## [INSTRUCTIONS FOR THE TASK]
Return every line from the records below in which the word "feed" is found.

Dataset entries:
####

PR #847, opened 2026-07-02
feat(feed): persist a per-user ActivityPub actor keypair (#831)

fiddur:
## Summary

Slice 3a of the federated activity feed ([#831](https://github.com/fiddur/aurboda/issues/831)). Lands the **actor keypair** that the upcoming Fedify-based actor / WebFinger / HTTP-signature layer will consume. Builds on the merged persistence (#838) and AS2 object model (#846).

####

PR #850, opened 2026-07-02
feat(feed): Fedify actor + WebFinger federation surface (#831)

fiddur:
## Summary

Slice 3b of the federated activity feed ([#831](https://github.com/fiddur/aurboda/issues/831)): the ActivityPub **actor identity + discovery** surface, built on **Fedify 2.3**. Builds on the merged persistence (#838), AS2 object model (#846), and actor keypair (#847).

####

## [REPLY]
feat(feed): persist a per-user ActivityPub actor keypair (#831)
Slice 3a of the federated activity feed ([#831](https://github.com/fiddur/aurboda/issues/831)). Lands the **actor keypair** that the upcoming Fedify-based actor / WebFinger / HTTP-signature layer will consume. Builds on the merged persistence (#838) and AS2 object model (#846).
feat(feed): Fedify actor + WebFinger federation surface (#831)
Slice 3b of the federated activity feed ([#831](https://github.com/fiddur/aurboda/issues/831)): the ActivityPub **actor identity + discovery** surface, built on **Fedify 2.3**. Builds on the merged persistence (#838), AS2 object model (#846), and actor keypair (#847).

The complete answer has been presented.